Let's look at some of the things in your question:
As soon as I resume the output, the system begins slowing down, and within a minute it is again almost unusable.
This gives a hint that something is backing up over a period of time and eventually can't sustain its throughput. Since you said that this is on a different disk than everything else, it should be something system-global.
I have 32GB (!!!) of RAM, of which no more than a third is being used.
By "used", I assume you mean "not RSS". Unfortunately it's not quite that simple -- while page caches are more likely to be easily freeable than RSS, that doesn't mean that they are free -- as an example, they could be dirty and require flushing back to disk first -- and this question is likely an illustration. :-)
This is usually a question of a.) the I/O scheduler in use, and b.) the type of I/O being performed. In your case it's probably a significant amount of page cache writebacks, which generally can't trivially be throttled by the kernel once they are started. Even though these writes may be on a different disk, you still have a single source of shared state in the form of the page cache.

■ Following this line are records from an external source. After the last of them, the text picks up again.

PR #8177, opened 2026-07-27
Add additional detail to country flag description

amcaplan:
Touchup, see https://github.com/Shopify/cli/pull/7947#discussion_r3656862827


gonzaloriestra (approved):
Thanks!

PR #7254, opened 2026-04-13
Default to pnpm/pnpx internally

gonzaloriestra:
### WHY are these changes introduced?

We should align internal tooling with the repo’s default package manager (pnpm), so contributors and CI use the same commands.

### WHAT is this pull request doing?

- **Root** **`create-app`** **script**: Passes `--package-manager pnpm` into the create-app dev entrypoint.
- **E2E**: Default `packageManager` in `packages/e2e/setup/app.ts` is `pnpm` when `E2E_PACKAGE_MANAGER` is unset; Playwright steps in `tests-pr.yml` use `pnpm exec playwright` so CI uses the workspace’s pinned Playwright (avoids `pnpx` pulling a different version). E2E helper script comments / create-app flows updated for pnpm where relevant.
- **Misc**: Small script and workflow/doc tweaks (e.g. `dev.yml`, `build-dev-docs.sh`, `create-notification-pr.js`, `release.yml`) for consistency with pnpm-first usage.

### How to test your changes?

CI

### Checklist

- [x] I've considered possible cross-platform impacts (Mac, Linux, Windows)
- [x] I've considered possible [documentation](https://shopify.dev) changes
- [x] I've considered analytics changes to measure impact
- [ ] The change is user-facing, so I've added a changelog entry with `pnpm changeset add`

PR #8178, opened 2026-07-27
Fix duplicated package manager issue with create-test-app script

lusarz:

`./bin/create-test-app.js` fails with `Flag --package-manager can only be specified once` on every local run.

The root `create-app` script in `package.json` was changed in https://github.com/Shopify/cli/pull/7254 to hardcode `--package-manager pnpm`:

```
"create-app": "nx build create-app && node packages/create-app/bin/dev.js --package-manager pnpm"
```

`create-test-app.js` also appended its own `--package-manager=${nodePackageManager}` flag when building the local install args, so the underlying `app:init` command ended up receiving `--package-manager` twice, which oclif rejects.

Removes the redundant `--package-manager` flag that `create-test-app.js` was appending for local installs, since the root `create-app` script already supplies it.

### How to test your changes?

```bash
./bin/create-test-app.js
```

Should complete without the `Flag --package-manager can only be specified once` error.

### Checklist

### DIFF
--- a/bin/create-test-app.js
+++ b/bin/create-test-app.js
@@ -191,7 +191,6 @@ program
 
         log(`Creating new app in '${appPath}'...`);
         initArgs.push("--local");
-        initArgs.push(`--package-manager=${nodePackageManager}`);
         await nodeExec(["create-app"], initArgs, defaultOpts);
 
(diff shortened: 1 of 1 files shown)


lusarz:
I believe it's still important

PR #8190, opened 2026-07-28
Recover on theme commands after a preview store has been claimed

amcaplan:

PR #7986 made `shopify store info` and `store execute` fail actionably when run against a preview store that has since been claimed through the browser claim flow — the stored session stays `kind: 'preview'` forever, the CLI has no local signal of the claim, and the stale Admin token starts returning 401. Theme commands never got that treatment: they reported an opaque failure, or worse, "Development theme #X could not be found" for what was actually an authentication problem.

Ports the same recovery to `theme` commands, and fixes two things that stopped the recovery from working at all.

I/O scheduling classes, in the sense of ionice
, only have any effect on the CFQ I/O scheduler and are a noop on others. However, CFQ has a significant number of tradeoffs that lean towards "fairness" instead of "latency", which can result in situations like this.

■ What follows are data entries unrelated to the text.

PR #8192, opened 2026-07-28
Improve theme list ordering: sort newest to oldest within each role group

krjo:
### WHY are these changes introduced?

Theme lists shown by the CLI (`theme list` and the interactive theme picker used
by `theme push`, `theme pull`, `theme open`, etc.) display themes in the order
returned by the Admin API, which is creation order — oldest first. On stores with
many themes (e.g. 100+), the newest themes — the ones developers actually need to
see or push to — are at the very bottom, requiring a lot of scrolling and wasted time.

### WHAT is this pull request doing?

Sorts theme lists newest to oldest, while keeping the existing role grouping
(live → unpublished → development).

All theme list displays funnel through `fetchStoreThemes` in
`packages/theme/src/cli/utilities/theme-selector/fetch.ts`, which previously
sorted only by role and let the API's oldest-first order leak through within each
group. The comparator (`byRole` → `byRoleThenNewest`) now adds an ID-descending
tiebreaker — theme IDs increase monotonically, so a higher ID means a newer
theme. No API or schema changes needed.

This changes ordering in one place for both the `theme list` output and every
interactive theme picker (`push`, `pull`, `open`, `publish`, `rename`, `delete`,
`duplicate`, `info`).

### How to test your changes?

1. Run `pnpm shopify theme list --store <store>` against a store with several
   themes — themes should appear newest first within each role group, with the
   live theme at the top.
2. Run `pnpm shopify theme open --store <store>` without `--theme` — the picker
   should list themes newest first within each role group.
3. Unit tests: `pnpm vitest run src/cli/utilities/theme-selector/fetch.test.ts`
   from `packages/theme` — includes a new test asserting newest-first order
   within role groups.

### Checklist

- [x] I've considered possible cross-platform impacts (Mac, Linux, Windows)
- [x] I've considered possible [documentation](https://shopify.dev) changes
- [x] I've considered analytics changes to measure impact
- [x] The change is user-facing — I've identified the correct [bump type](https://github.com/Shopify/cli/blob/main/CONTRIBUTING.md#choosing-the-right-bump-type) (`patch` for bug fixes · `minor` for new features · `major` for [breaking changes](https://github.com/Shopify/cli/blob/main/CONTRIBUTING.md#what-counts-as-a-breaking-change)) and added a changeset with `pnpm changeset add`

PR #8194, opened 2026-07-29
Add theme ID search to interactive theme pickers

zacariec:

Interactive theme pickers already support type-to-search by theme name and role, but theme IDs aren't shown or searchable. Developers who copy an ID from `theme list` therefore can't use it to find a theme in the pickers used by `theme push`, `theme pull`, `theme open`, and related commands.

This complements #8192: that PR improves the default ordering for large theme libraries, while this PR makes specific themes directly searchable by ID.

- Renders the existing autocomplete choice `helperText` beside labels in a dimmed style.
- Highlights matching text inside both labels and helper text, so ID matches are visually explained.
- Extends the default autocomplete search to match `helperText` while preserving existing name and group matching.
- Adds each theme's `#`-prefixed ID as helper text, matching the format shown by `theme list`.
- Preserves the existing instant, in-memory search behavior and result ordering.

A theme row now reads like `Dawn #123456789`, with the ID visually subdued unless it contains the active search match.

### How to test your changes?

1. Run `pnpm shopify theme open --store <store>` against a store with more than five themes.
2. Confirm each picker row shows a dimmed `#<theme-id>` after the theme name.
3. Type part of a theme name and confirm name filtering and highlighting still work.
4. Type or paste a theme ID, with and without its `#` prefix, and confirm the matching theme remains and the matching ID text is highlighted.
5. Run the focused automated checks:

CFQ is based on a per-TID model where each thread gets its own queue. These queues are then processed round robin by the kernel, which pops some amount of items off of each queue, actions them, and goes on about its merry way -- this guaranteed actioning of each process queue is the "fair" part of CFQ. Fairness does not necessarily equate to performance, however, since this means each process generally receives the same prioritisation (excepting adjustments like ionice).

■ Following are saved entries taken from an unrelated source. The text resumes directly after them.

PR #8198, opened 2026-07-29
Limit SHOPIFY_ environment variables and credential flags in analytics

isaacroldan:

The analytics payload is printed by `outputDebug`, including under `--verbose` and when analytics are disabled, so credential values shouldn't be in it. Two gaps let them through, plus a bug in the redaction itself:

- `sanitizePayload()` only knew about `shptka_` tokens and `--store-password`, so flags like `--client-secret` passed through, and so did the environment variables the CLI reads its own tokens from.
- It rewrites the already-serialised payload and parses it back, and its patterns didn't account for JSON escaping. `--store-password ""` unbalanced the string, the closing `JSON.parse` threw, and the whole event was dropped. Credential keys nested inside `metadata` were missed for the same reason.

Widening what the sanitizer redacts. Nothing is dropped from the payload that `main` reports today, and `getShopifyEnvironmentVariables` is untouched.

Two passes over the payload, and one extra over the copies that get printed.

`sanitizePayload` matches any flag or key whose name contains `password`, `token`, `secret` or `credential` — covering `args`, a command line quoted into `error_message`, and keys at any nesting depth inside `metadata`, `cmd_all_environment_flags` and `env_shopify_variables`. This replaces the two `--store-password` rules, which it is a superset of. Values are matched escape-aware so a replacement can't cut a `\"` in half and leave the payload unparseable — `--store-password ""` used to do exactly that, and the event was dropped.

`auth` is excluded from the name matching on purpose, so `env_auth_method` keeps reporting.

`key` is handled separately, in `private/node/analytics/redact-output.ts`. It marks a credential in the environment — `SHOPIFY_PROXY_KEY` holds a signed token and `SHOPIFY_FLAG_GRAPHIQL_KEY` is derived from the app secret — but `api_key` is an app's public client ID that Monorail is meant to receive. So the name is redacted only in the copies `outputDebug` prints, which is what `--verbose` turns on. Telemetry keeps the values; a terminal, and whatever scrapes it, does not see them.

Still best effort. A credential whose name gives no hint is not redacted, and neither is a non-string value like `{"password": 12345}`, since the key rule expects a quoted value.

#8205 stacks on this and notes in the `--verbose` help that the output may include sensitive data.

### How to test your changes?

`pnpm test packages/cli-kit/src/public/node/analytics.test.ts`

```bash
SHOPIFY_FLAG_VERBOSE=1 SHOPIFY_CLI_PARTNERS_TOKEN=atkn_fake_value \
  node packages/cli/bin/run.js version --verbose --client-secret cs_fake_value
```

`env_shopify_variables` shows `SHOPIFY_CLI_PARTNERS_TOKEN` with its value as `*****`, and `args` shows `--client-secret *****`.

### Checklist

- [x] The change is not user-facing — internal hardening of what the analytics payload reports, so no changeset

### DIFF
--- a/.changeset/analytics-redact-shopify-env.md
+++ b/.changeset/analytics-redact-shopify-env.md
@@ -2,4 +2,4 @@
 '@shopify/cli-kit': patch
 ---
 
-Exclude credential-shaped environment variables and redact credential flag values in CLI analytics
+Redact credential environment variables and flag values in CLI analytics
--- a/.changeset/analytics-redact-shopify-env.md
+++ b/.changeset/analytics-redact-shopify-env.md
@@ -2,4 +2,4 @@
 '@shopify/cli-kit': patch
 ---
 
-Only include allowlisted SHOPIFY_ environment variables and redact credential flag values in CLI analytics
+Exclude credential-shaped environment variables and redact credential flag values in CLI analytics
--- a/.changeset/analytics-redact-shopify-env.md
+++ b/.changeset/analytics-redact-shopify-env.md
@@ -1,5 +1,0 @@
----
-'@shopify/cli-kit': patch
----
-
-Redact credential environment variables and flag values in CLI analytics
--- a/.changeset/analytics-redact-shopify-env.md
+++ b/.changeset/analytics-redact-shopify-env.md
@@ -1,0 +1,5 @@
+---
+'@shopify/cli-kit': patch
+---
+
+Only include allowlisted SHOPIFY_ environment variables and redact credential flag values in CLI analytics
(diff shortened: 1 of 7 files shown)


graygilmore (approved):
Makes sense!

isaacroldan:
* **#8198** <a href="https://app.graphite.com/github/pr/Shopify/cli/8198?utm_source=stack-comment-icon" target="_blank">Graphite</a> 👈 <a href="https://app.graphite.com/github/pr/Shopify/cli/8198?utm_source=stack-comment-view-in-graphite" target="_blank">(View in Graphite)</a>
* `main`


<h2></h2>

PR #8199, opened 2026-07-29
Halve CLI startup time by not loading the app for non-app commands

isaacroldan:
## What

`shopify version` goes from **369 ms → 180 ms (−51%)**. The win applies to every command that isn't an `app` command.

| | before | after | Δ |
|---|---|---|---|
| `version` total | 369 ms | **180 ms** | −189 ms (−51%) |
| `version` tail after output | 199 ms | 8 ms | −191 ms |
| `version` time to first output | 222 ms | 213 ms | −9 ms |
| `app --help` time to first output | 182 ms | 172 ms | −10 ms |
| modules loaded / bytes read | 112 / 8.5 MB | 90 / 6.5 MB | −22 / −2.0 MB |

Measured on `bin/run.js` (the production entry point — `bin/dev.js` sets `SHOPIFY_CLI_ENV=development`, which disables analytics and takes a different path), with `HOME` pointed at a throwaway dir so the 300/day analytics rate limit couldn't skew repeats, 15 runs, load average under 4.

## Why

The dominant cost was the `public_command_metadata` hook. oclif fans it out on **every** command via `analytics.ts`, and `@shopify/app`'s implementation statically imported `localAppContext` — dragging in the whole app graph, including `@shopify/theme-check-common`, whose **ohm-js Liquid grammar is compiled from source at module-evaluation time**. That was ~190 ms of the 199 ms that ran *after* the command had already printed its output.

Making the import dynamic is **not** sufficient: the hook always calls `localAppContext()`, so the import happens anyway. It now gates on `getCurrentCommandId()`, which cli-kit's `BaseCommand` already sets to the canonical oclif id — so no hook signature or fanout plumbing had to change.

## Also included

- **analytics** — check the `analyticsDisabled`/`alwaysLog*` gates *before* `buildPayload()`, so nothing is built when neither destination can receive it. Guarded with `isVerbose()` so `--verbose` still logs the would-be payload.
- **base-command** — import `session.js` on demand, only when `--auth-alias` is passed (`setCurrentSessionAlias(undefined)` returns immediately). `commandSessionId` moves into a new dependency-free `private/node/session/command-session-id.ts` so clearing the selection stays correct without loading the session/identity/API graph. This is the ~10 ms pre-output gain.
- **otel** — `unref()` the throttle timer. It doesn't fire today (`onForceFlush` is called once per process), but a second call within the window would pin the process for up to 5 s.
- **notifications** — skip the background refresh, which spawns a whole extra CLI process, when the cached payload is under an hour old. Previously it spawned on every non-CI command with no freshness check.
- **app-init** — skip the fsync'd atomic write when the store is already empty.

## Trade-off to review

**Non-app commands no longer report `app_*` analytics fields.** They couldn't produce meaningful ones without an app in the working directory, but a non-app command run *inside* an app directory now loses them too. Worth a look from whoever owns those dashboards.

## Testing

- 3790 unit tests pass across `cli-kit`, `app`, `cli`
- `type-check` and `lint` pass across all 13 projects (CI-equivalent, `--skip-nx-cache`)
- `knip` clean; `refresh-code-documentation` produces no churn
- Bundle builds; smoke-tested `version`, `--version`, `app/theme/store/auth/config --help`, `app build --help`, `--verbose`, and `--auth-alias <bad>` (still errors correctly through the lazy import)

Two test files timed out on full-suite runs — different files on different runs, both pass in isolation, both slow timing-based suites (16 s and 26 s of test time against a 5 s per-test limit). Pre-existing flakes.

## Unrelated bug found while measuring

`packages/cli/project.json` declares `build` with `outputs: ["{workspaceRoot}/dist"]` (should be `{projectRoot}/dist`) and `bundle` with no `inputs`/`outputs` at all. nx consequently serves stale bundles: with these changes fully stashed, `dist` still contained the compiled new code. Every number above comes from `rm -rf dist && nx bundle cli --skip-nx-cache`. Not fixed here — it deserves its own PR since touching nx caching could affect CI.

## Dead end worth recording

Stubbing out 1.5 MB of `graphql` + OpenTelemetry + Bugsnag chunks saved **−1.4 ms**. Bytes loaded are nearly free — V8 lazy-parses and the CJS bodies never execute. Only module bodies that actually *run* cost anything, which is why one ohm-js grammar compile outweighed 2 MB of dependencies. Same for the 3.5 MB TypeScript compiler chunk (pulled in by `@oclif/core`'s guarded `require('typescript')`): never executed, ~2 ms. The remaining ~213 ms of pre-output latency lives in `base-command`'s import graph, not in bundle size.

### DIFF
--- a/packages/app/src/cli/hooks/public_metadata.ts
+++ b/packages/app/src/cli/hooks/public_metadata.ts
@@ -1,14 +1,29 @@
 import metadata from '../metadata.js'
-import {localAppContext} from '../services/app-context.js'
 import {FanoutHookFunction} from '@shopify/cli-kit/node/plugins'
 import {cwd} from '@shopify/cli-kit/node/path'
+import {getCurrentCommandId} from '@shopify/cli-kit/node/global-context'
 
 const APP_CONTEXT_METADATA_TIMEOUT_MS = 3000
+
+/**
+ * Loading an app to gather `app_*` analytics only makes sense for `app` commands. Every other
+ * command (`version`, `theme *`, `store *`, ...) would load the whole app graph — which reaches
+ * theme-check and its ohm-js Liquid grammar — to report metadata it can't produce anyway.
+ *
+ * The command id is the canonical oclif id (`app:dev`), set by cli-kit's BaseCommand. It is empty
+ * for commands that don't extend BaseCommand, which are never app commands.
+ */
+function isAppCommand(commandId: string): boolean {
+  return commandId === 'app' || commandId.startsWith('app:')
+}
 
 async function logAppContextMetadata(directory: string): Promise<void> {
   let timer: ReturnType<typeof setTimeout> | undefined
   try {
     if (metadata.getAllPublicMetadata().api_key !== undefined) return
+
+    // Imported lazily so that non-app commands never pay for the app graph.
+    const {localAppContext} = await import('../services/app-context.js')
 
     await Promise.race([
       localAppContext({directory, skipPrompts: true}),
@@ -25,7 +40,9 @@ async function logAppContextMetadata(directory: string): Promise<void> {
 }
 
 const gatherPublicMetadata: FanoutHookFunction<'public_command_metadata', '@shopify/app'> = async () => {
-  await logAppContextMetadata(cwd())
+  if (isAppCommand(getCurrentCommandId())) {
+    await logAppContextMetadata(cwd())
+  }
   return metadata.getAllPublicMetadata()
 }
 
--- a/.changeset/faster-cli-startup.md
+++ b/.changeset/faster-cli-startup.md
@@ -1,0 +1,7 @@
+---
+'@shopify/cli-kit': patch
+'@shopify/app': patch
+'@shopify/cli': patch
+---
+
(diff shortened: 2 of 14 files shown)


packages/app/src/cli/hooks/public_metadata.ts
```diff
@@ -1,15 +1,30 @@
...
+  return commandId === 'app' || commandId.startsWith('app:')
+}
+
 async function logAppContextMetadata(directory: string): Promise<void> {
   let timer: ReturnType<typeof setTimeout> | undefined
   try {
     if (metadata.getAllPublicMetadata().api_key !== undefined) return
 
+    // Imported lazily so that non-app commands never pay for the app graph.
+    const {localAppContext} = await import('../services/app-context.js')
```
graygilmore, line 26: If non-app commands don't call `logAppContextMetadata` at all is this part necessary?

isaacroldan: I was just experimenting on ways to reduce the CLI startup time, but you can ignore this PR for now 🙏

Deadline, by comparison, is based on imposing a latency timeout on each I/O request, as the name suggests. Instead of being focused on fairness at the TID level, it is focused on a number of other issues -- mostly avoiding request starvation (through variable expiration per operation type) and through treating the system as a unit rather than each process as a unit of operation for "fairness".
I strongly suggest trying the following things:
- Set the I/O scheduler to mq-deadline. Deadline in general does a better job making sure reads don't become starved than CFQ, which can avoid these kinds of multi-second stalls when something eventually accesses the disk in question. In the case of desktop usage, you're mostly doing reads when you expect things to be responsive, so this makes sense.
- Consider using cgroup v2's
io.latency
, which I go over a bit in this talk. This is systemwide, not per-device, and allows you to set much finer-grained controls on I/O protection and prioritisation than you can do with CFQ's ionice
. You can then run your desktop in a cgroup which demands low latency I/O, and use systemd-run
or the like to run your data recovery without such protections in another cgroup. This also allows us to somewhat dial back these "unstoppable" writes, like page cache writebacks, by getting ahead of them before they are in-flight.
- There are two types of memory reclaim in the kernel: direct reclaim, and kswapd reclaim. kswapd reclaim is where we try to avoid the system memory usage (including caches!) getting to 100%. This avoids us going into the next stage of reclaim, which is called direct reclaim. Direct reclaim is what happens when an application requests memory and there simply isn't enough left to fulfil its request. This then results in actually suspending the affected application, which can cause the kind of stalls you're describing. If you see a lot of direct reclaim during these periods (
grep allocstall /proc/vmstat
shows these), it might be worth testing if making the boundary for kswapd reclaim lower improves things. You can do this using the vm.watermark_scale_factor
sysctl -- see here for the documentation on how to use it.